Return all the lines below, exactly as they read.

• [Provided material]
= Beginning of Section =

PR #272, opened 2017-08-12
Make it possible to specify an origin (e.g. PARENT) with e.g. im[bbox]

RobertLuptonTheGood:
That is, when using the syntactic sugar which makes using bboxes easier,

= End of Section =

• [Final answer]
PR #272, opened 2017-08-12
Make it possible to specify an origin (e.g. PARENT) with e.g. im[bbox]

RobertLuptonTheGood:
That is, when using the syntactic sugar which makes using bboxes easier,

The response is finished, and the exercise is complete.